Source data.
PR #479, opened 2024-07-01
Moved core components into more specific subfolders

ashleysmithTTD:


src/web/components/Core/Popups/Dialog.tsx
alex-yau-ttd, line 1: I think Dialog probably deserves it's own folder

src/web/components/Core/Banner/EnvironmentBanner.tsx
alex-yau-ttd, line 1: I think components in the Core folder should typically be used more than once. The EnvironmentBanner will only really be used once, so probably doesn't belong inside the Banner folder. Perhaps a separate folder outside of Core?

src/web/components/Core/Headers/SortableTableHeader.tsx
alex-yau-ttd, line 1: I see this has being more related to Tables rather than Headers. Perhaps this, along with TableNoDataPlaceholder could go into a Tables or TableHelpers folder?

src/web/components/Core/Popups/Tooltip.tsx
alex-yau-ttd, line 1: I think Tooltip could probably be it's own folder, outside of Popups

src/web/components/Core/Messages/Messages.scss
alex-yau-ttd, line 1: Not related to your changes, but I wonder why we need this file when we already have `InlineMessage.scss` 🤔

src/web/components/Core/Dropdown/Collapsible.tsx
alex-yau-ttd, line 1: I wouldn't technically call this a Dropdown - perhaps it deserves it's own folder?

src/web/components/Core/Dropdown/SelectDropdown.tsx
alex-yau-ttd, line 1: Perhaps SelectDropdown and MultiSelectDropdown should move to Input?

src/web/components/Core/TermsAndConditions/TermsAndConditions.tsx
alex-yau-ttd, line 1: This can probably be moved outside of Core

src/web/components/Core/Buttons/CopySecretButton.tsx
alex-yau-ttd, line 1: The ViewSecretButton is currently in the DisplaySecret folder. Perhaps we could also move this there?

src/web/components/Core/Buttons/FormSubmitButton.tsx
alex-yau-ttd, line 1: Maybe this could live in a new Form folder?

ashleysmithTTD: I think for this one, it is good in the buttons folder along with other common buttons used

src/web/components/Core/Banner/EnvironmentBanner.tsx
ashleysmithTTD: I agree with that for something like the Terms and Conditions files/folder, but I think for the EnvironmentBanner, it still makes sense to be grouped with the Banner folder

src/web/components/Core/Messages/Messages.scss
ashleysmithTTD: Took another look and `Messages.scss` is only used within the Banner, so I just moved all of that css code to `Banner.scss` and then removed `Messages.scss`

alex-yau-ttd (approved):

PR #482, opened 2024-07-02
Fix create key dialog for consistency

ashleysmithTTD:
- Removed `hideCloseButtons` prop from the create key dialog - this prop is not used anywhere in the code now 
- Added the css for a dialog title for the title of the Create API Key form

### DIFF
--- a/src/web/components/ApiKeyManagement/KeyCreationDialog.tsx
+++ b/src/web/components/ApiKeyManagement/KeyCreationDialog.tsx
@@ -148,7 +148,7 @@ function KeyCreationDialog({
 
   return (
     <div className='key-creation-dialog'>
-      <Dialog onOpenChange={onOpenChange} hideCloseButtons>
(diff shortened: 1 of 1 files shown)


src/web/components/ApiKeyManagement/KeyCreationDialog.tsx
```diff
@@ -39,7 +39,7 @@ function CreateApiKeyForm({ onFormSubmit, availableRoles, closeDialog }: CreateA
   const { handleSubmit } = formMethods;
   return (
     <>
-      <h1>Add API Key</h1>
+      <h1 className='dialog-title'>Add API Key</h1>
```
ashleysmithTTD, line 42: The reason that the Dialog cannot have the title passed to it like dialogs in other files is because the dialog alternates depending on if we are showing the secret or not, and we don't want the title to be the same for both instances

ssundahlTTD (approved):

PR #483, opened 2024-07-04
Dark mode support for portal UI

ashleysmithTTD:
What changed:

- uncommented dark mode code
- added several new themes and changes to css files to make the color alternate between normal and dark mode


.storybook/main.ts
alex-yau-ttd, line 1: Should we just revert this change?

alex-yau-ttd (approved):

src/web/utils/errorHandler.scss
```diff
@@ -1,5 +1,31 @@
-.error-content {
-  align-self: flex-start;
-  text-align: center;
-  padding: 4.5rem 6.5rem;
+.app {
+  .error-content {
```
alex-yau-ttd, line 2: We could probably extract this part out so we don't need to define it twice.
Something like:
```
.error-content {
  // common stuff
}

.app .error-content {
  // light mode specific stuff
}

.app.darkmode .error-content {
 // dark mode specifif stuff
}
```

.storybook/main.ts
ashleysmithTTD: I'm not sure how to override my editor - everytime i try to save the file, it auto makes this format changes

Aim of the task.
Please copy each entry. Leave nothing out.

Output below.
PR #479, opened 2024-07-01
Moved core components into more specific subfolders

ashleysmithTTD:


src/web/components/Core/Popups/Dialog.tsx
alex-yau-ttd, line 1: I think Dialog probably deserves it's own folder

src/web/components/Core/Banner/EnvironmentBanner.tsx
alex-yau-ttd, line 1: I think components in the Core folder should typically be used more than once. The EnvironmentBanner will only really be used once, so probably doesn't belong inside the Banner folder. Perhaps a separate folder outside of Core?

src/web/components/Core/Headers/SortableTableHeader.tsx
alex-yau-ttd, line 1: I see this has being more related to Tables rather than Headers. Perhaps this, along with TableNoDataPlaceholder could go into a Tables or TableHelpers folder?

src/web/components/Core/Popups/Tooltip.tsx
alex-yau-ttd, line 1: I think Tooltip could probably be it's own folder, outside of Popups

src/web/components/Core/Messages/Messages.scss
alex-yau-ttd, line 1: Not related to your changes, but I wonder why we need this file when we already have `InlineMessage.scss` 🤔

src/web/components/Core/Dropdown/Collapsible.tsx
alex-yau-ttd, line 1: I wouldn't technically call this a Dropdown - perhaps it deserves it's own folder?

src/web/components/Core/Dropdown/SelectDropdown.tsx
alex-yau-ttd, line 1: Perhaps SelectDropdown and MultiSelectDropdown should move to Input?

src/web/components/Core/TermsAndConditions/TermsAndConditions.tsx
alex-yau-ttd, line 1: This can probably be moved outside of Core

src/web/components/Core/Buttons/CopySecretButton.tsx
alex-yau-ttd, line 1: The ViewSecretButton is currently in the DisplaySecret folder. Perhaps we could also move this there?

src/web/components/Core/Buttons/FormSubmitButton.tsx
alex-yau-ttd, line 1: Maybe this could live in a new Form folder?

ashleysmithTTD: I think for this one, it is good in the buttons folder along with other common buttons used

src/web/components/Core/Banner/EnvironmentBanner.tsx
ashleysmithTTD: I agree with that for something like the Terms and Conditions files/folder, but I think for the EnvironmentBanner, it still makes sense to be grouped with the Banner folder

src/web/components/Core/Messages/Messages.scss
ashleysmithTTD: Took another look and `Messages.scss` is only used within the Banner, so I just moved all of that css code to `Banner.scss` and then removed `Messages.scss`

alex-yau-ttd (approved):

PR #482, opened 2024-07-02
Fix create key dialog for consistency

ashleysmithTTD:
- Removed `hideCloseButtons` prop from the create key dialog - this prop is not used anywhere in the code now 
- Added the css for a dialog title for the title of the Create API Key form

### DIFF
--- a/src/web/components/ApiKeyManagement/KeyCreationDialog.tsx
+++ b/src/web/components/ApiKeyManagement/KeyCreationDialog.tsx
@@ -148,7 +148,7 @@ function KeyCreationDialog({
 
   return (
     <div className='key-creation-dialog'>
-      <Dialog onOpenChange={onOpenChange} hideCloseButtons>
(diff shortened: 1 of 1 files shown)


src/web/components/ApiKeyManagement/KeyCreationDialog.tsx
```diff
@@ -39,7 +39,7 @@ function CreateApiKeyForm({ onFormSubmit, availableRoles, closeDialog }: CreateA
   const { handleSubmit } = formMethods;
   return (
     <>
-      <h1>Add API Key</h1>
+      <h1 className='dialog-title'>Add API Key</h1>
```
ashleysmithTTD, line 42: The reason that the Dialog cannot have the title passed to it like dialogs in other files is because the dialog alternates depending on if we are showing the secret or not, and we don't want the title to be the same for both instances

ssundahlTTD (approved):

PR #483, opened 2024-07-04
Dark mode support for portal UI

ashleysmithTTD:
What changed:

- uncommented dark mode code
- added several new themes and changes to css files to make the color alternate between normal and dark mode


.storybook/main.ts
alex-yau-ttd, line 1: Should we just revert this change?

alex-yau-ttd (approved):

src/web/utils/errorHandler.scss
```diff
@@ -1,5 +1,31 @@
-.error-content {
-  align-self: flex-start;
-  text-align: center;
-  padding: 4.5rem 6.5rem;
+.app {
+  .error-content {
```
alex-yau-ttd, line 2: We could probably extract this part out so we don't need to define it twice.
Something like:
```
.error-content {
  // common stuff
}

.app .error-content {
  // light mode specific stuff
}

.app.darkmode .error-content {
 // dark mode specifif stuff
}
```

.storybook/main.ts
ashleysmithTTD: I'm not sure how to override my editor - everytime i try to save the file, it auto makes this format changes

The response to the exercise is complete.